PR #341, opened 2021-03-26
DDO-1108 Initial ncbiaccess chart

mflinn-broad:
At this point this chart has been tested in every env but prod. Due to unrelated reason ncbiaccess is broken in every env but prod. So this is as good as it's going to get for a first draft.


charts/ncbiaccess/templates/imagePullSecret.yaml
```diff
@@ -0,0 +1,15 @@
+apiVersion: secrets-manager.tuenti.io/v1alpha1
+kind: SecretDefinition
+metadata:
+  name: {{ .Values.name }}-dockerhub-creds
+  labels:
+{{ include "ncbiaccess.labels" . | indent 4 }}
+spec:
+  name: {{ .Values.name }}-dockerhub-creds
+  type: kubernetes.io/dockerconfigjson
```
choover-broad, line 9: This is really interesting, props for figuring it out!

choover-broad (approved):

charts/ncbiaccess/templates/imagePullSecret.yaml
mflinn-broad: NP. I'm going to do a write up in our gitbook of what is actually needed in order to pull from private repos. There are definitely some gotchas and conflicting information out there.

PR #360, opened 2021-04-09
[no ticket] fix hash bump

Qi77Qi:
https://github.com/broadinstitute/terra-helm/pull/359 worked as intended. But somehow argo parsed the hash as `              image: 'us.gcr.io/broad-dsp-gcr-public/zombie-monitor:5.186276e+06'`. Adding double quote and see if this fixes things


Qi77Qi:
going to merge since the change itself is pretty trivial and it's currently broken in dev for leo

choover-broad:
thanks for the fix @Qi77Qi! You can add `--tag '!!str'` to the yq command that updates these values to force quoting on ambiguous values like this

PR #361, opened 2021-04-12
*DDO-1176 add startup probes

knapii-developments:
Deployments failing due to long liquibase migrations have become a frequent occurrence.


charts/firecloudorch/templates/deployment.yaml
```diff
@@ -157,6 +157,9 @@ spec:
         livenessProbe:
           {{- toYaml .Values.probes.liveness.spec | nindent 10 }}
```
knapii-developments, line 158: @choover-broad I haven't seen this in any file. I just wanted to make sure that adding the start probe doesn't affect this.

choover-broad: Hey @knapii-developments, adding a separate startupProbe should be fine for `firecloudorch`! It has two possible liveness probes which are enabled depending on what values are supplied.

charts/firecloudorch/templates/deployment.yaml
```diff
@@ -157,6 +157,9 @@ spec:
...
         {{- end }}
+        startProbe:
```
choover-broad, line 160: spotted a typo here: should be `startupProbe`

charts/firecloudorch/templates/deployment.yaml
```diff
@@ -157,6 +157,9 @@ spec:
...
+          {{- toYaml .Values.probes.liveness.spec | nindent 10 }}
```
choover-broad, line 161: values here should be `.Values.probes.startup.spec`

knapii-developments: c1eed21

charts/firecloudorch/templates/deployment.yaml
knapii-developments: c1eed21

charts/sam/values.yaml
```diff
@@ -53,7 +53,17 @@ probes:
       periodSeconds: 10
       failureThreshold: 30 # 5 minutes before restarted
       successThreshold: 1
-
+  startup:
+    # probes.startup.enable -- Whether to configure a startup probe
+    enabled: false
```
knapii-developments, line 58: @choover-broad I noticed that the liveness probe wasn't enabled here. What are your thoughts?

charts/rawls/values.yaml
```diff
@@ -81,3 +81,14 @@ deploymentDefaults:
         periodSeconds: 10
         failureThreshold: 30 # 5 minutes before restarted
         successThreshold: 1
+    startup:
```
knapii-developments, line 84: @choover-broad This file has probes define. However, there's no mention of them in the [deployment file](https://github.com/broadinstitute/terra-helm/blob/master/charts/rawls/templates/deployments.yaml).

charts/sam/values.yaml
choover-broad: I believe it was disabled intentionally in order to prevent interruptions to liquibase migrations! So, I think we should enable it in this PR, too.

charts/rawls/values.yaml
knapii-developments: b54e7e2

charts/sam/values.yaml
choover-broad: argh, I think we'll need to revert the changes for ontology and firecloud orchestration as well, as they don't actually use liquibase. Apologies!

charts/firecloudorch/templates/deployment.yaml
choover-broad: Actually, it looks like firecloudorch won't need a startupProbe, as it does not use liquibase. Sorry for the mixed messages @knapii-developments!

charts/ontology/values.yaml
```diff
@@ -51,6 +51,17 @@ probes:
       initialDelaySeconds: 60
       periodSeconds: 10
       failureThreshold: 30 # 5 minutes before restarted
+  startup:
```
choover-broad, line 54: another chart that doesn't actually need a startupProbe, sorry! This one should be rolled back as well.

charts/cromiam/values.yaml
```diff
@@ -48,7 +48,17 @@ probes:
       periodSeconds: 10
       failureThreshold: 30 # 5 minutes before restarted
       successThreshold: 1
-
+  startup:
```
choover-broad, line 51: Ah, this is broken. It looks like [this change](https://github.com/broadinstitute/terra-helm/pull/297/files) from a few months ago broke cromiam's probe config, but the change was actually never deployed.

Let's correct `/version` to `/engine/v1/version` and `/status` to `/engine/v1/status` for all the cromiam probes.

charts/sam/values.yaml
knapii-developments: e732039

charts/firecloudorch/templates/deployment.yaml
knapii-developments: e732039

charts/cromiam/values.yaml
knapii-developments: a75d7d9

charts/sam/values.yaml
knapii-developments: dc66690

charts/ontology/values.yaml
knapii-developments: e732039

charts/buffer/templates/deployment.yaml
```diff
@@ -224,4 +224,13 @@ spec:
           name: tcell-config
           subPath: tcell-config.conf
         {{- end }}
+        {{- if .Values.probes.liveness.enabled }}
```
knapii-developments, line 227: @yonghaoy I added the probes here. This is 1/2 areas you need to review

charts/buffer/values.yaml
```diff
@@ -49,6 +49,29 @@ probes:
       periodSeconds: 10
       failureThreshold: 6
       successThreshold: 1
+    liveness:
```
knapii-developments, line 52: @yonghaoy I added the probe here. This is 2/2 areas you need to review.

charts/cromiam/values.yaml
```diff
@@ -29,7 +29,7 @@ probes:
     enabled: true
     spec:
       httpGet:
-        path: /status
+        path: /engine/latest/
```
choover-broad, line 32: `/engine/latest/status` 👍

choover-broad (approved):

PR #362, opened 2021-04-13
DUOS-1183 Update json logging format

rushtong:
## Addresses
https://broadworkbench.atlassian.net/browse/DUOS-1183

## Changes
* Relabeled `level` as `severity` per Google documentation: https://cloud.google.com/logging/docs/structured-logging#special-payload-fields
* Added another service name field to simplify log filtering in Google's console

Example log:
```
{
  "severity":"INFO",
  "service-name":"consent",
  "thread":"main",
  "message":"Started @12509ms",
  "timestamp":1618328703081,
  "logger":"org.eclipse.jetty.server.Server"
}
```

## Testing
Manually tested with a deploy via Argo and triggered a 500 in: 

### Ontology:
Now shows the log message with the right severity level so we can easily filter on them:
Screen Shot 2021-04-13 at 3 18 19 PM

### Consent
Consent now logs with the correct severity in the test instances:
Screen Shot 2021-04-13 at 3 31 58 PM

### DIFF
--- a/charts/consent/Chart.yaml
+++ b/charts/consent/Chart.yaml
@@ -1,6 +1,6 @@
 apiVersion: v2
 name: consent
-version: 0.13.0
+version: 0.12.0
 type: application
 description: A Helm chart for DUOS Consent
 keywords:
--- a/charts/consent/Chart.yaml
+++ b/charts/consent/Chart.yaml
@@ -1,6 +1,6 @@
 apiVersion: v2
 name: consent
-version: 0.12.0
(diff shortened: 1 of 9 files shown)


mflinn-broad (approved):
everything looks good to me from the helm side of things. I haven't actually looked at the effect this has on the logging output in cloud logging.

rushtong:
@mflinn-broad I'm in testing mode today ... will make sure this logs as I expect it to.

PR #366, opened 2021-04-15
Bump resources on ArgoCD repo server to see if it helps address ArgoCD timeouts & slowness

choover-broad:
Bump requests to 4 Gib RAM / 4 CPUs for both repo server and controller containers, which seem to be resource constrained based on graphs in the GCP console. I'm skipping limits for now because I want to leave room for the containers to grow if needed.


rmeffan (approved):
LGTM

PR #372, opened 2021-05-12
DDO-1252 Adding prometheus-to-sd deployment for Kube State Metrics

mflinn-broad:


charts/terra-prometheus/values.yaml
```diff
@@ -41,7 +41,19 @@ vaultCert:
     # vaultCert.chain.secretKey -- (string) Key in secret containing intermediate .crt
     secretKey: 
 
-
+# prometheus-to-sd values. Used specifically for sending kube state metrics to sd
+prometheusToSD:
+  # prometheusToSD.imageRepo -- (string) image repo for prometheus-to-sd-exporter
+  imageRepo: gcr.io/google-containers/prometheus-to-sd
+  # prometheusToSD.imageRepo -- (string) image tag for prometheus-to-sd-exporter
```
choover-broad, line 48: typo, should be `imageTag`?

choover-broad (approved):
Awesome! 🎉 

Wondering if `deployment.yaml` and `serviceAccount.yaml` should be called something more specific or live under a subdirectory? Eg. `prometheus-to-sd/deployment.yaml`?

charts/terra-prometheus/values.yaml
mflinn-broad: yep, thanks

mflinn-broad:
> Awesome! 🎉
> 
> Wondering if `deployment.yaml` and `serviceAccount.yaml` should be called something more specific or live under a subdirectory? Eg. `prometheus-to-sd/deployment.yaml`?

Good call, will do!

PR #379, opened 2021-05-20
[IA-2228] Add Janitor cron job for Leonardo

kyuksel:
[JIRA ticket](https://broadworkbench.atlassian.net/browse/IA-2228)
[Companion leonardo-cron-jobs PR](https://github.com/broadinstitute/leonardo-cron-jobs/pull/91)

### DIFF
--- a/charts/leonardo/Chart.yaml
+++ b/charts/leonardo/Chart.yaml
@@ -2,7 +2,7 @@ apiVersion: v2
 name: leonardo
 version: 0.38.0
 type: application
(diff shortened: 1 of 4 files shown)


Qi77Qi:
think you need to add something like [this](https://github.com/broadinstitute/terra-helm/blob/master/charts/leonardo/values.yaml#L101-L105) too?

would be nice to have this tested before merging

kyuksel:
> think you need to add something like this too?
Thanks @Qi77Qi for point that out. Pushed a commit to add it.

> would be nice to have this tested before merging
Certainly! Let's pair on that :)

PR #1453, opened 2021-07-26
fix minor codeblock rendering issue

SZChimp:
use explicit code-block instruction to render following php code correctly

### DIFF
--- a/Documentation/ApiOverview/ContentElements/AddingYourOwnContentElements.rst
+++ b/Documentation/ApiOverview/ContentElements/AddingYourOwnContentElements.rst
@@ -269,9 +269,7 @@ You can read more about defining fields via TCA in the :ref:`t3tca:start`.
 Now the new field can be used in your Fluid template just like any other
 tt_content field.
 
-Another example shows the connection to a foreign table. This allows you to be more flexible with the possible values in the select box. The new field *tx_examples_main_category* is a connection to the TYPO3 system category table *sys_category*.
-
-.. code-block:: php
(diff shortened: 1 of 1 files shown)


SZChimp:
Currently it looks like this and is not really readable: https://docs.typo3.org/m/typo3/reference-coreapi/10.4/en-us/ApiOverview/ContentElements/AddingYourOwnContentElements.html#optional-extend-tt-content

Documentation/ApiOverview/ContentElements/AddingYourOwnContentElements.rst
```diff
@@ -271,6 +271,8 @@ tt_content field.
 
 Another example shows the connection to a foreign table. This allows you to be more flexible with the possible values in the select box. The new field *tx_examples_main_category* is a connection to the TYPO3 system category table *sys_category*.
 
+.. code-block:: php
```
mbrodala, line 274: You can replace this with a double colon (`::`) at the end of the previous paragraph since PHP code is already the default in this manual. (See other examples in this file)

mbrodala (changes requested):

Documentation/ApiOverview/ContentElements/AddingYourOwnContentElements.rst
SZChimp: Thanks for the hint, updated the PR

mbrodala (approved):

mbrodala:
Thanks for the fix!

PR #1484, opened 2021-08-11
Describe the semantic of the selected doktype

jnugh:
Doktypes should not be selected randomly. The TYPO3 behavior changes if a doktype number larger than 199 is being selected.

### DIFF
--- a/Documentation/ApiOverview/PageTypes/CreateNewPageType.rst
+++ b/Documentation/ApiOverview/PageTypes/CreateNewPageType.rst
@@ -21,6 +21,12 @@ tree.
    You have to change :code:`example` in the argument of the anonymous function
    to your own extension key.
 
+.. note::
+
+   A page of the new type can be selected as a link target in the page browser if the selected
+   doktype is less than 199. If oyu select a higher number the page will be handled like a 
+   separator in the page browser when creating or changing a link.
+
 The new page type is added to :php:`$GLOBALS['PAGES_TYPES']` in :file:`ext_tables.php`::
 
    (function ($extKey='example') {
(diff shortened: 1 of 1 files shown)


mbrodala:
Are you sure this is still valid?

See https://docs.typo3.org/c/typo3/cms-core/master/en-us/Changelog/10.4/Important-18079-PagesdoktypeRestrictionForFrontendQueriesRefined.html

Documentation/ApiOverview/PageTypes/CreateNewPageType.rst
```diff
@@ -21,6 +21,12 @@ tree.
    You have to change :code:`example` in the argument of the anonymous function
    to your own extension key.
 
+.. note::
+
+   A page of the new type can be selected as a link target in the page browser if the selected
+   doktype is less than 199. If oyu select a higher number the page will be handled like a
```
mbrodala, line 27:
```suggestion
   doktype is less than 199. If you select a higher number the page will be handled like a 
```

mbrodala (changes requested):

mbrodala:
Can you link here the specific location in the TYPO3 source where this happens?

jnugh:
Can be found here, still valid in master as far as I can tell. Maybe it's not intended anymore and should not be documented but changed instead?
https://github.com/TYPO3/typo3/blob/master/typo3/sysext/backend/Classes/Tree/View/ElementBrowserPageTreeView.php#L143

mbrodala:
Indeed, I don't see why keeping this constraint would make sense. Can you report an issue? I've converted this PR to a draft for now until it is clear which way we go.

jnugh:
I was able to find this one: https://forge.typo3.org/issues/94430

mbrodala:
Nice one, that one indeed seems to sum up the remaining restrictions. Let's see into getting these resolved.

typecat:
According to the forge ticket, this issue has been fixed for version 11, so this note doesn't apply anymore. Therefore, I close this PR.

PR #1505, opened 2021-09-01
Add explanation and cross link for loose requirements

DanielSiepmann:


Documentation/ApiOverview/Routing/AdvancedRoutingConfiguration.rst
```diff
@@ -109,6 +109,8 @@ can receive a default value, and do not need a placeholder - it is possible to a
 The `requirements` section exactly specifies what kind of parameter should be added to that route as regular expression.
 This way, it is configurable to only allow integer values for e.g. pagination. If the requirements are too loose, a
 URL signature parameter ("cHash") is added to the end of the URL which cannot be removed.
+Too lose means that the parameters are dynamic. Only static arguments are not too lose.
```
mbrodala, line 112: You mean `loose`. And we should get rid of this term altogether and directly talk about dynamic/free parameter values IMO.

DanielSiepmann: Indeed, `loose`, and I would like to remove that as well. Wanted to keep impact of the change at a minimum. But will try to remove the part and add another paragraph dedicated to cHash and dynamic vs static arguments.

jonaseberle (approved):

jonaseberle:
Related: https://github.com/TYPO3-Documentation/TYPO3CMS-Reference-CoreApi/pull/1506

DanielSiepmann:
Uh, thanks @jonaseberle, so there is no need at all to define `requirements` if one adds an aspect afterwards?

* [PROMPT]: Above are the records; copy exactly the lines from the line with "knapii-developments, line 84: @choover-broad" through the line with "knapii-developments: b54e7e2", both included.

* [OUTPUT]:
knapii-developments, line 84: @choover-broad This file has probes define. However, there's no mention of them in the [deployment file](https://github.com/broadinstitute/terra-helm/blob/master/charts/rawls/templates/deployments.yaml).

charts/sam/values.yaml
choover-broad: I believe it was disabled intentionally in order to prevent interruptions to liquibase migrations! So, I think we should enable it in this PR, too.

charts/rawls/values.yaml
knapii-developments: b54e7e2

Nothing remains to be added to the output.